= Prompt =
Take the data below and extract the lines from the one with "sorbet/rbi/shims/type_aliases.rbi" to the one with "Morriar, line 3: Not", inclusive, exactly as written.

* * * * * * *

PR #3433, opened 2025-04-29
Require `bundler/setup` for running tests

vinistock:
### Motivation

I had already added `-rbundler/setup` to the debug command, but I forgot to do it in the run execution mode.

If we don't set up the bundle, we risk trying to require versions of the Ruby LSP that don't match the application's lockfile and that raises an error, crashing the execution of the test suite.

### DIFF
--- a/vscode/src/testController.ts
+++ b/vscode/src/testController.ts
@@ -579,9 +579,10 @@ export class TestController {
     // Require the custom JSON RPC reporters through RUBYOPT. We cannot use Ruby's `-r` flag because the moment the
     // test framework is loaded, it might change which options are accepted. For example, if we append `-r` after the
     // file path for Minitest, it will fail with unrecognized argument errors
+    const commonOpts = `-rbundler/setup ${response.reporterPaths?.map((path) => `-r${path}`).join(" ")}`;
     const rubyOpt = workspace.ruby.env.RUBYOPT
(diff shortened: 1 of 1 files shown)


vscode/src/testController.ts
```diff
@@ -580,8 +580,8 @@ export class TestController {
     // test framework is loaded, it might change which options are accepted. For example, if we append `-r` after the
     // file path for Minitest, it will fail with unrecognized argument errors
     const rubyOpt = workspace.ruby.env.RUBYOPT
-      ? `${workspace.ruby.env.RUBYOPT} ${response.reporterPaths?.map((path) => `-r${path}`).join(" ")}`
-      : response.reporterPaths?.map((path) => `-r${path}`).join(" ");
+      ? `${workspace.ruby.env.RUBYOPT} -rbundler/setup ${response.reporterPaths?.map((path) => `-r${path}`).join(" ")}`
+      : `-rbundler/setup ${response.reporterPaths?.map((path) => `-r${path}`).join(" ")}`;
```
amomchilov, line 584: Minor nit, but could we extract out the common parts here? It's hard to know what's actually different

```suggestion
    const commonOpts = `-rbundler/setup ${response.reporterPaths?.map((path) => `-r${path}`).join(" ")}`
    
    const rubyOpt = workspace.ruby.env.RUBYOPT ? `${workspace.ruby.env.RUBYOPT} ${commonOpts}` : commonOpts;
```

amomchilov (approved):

* * * * * * *

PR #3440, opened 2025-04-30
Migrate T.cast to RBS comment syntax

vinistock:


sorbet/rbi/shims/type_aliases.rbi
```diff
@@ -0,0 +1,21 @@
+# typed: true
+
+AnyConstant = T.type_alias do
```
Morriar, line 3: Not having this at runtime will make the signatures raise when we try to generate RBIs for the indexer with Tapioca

* * * * * * *

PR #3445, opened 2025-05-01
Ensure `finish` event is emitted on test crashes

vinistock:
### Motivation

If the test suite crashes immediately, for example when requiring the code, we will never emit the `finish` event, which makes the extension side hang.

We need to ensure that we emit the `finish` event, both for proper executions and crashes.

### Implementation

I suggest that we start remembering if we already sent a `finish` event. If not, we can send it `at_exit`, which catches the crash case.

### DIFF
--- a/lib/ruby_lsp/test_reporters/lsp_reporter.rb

* * * * * * *

= Your response =
sorbet/rbi/shims/type_aliases.rbi
```diff
@@ -0,0 +1,21 @@
+# typed: true
+
+AnyConstant = T.type_alias do
```
Morriar, line 3: Not having this at runtime will make the signatures raise when we try to generate RBIs for the indexer with Tapioca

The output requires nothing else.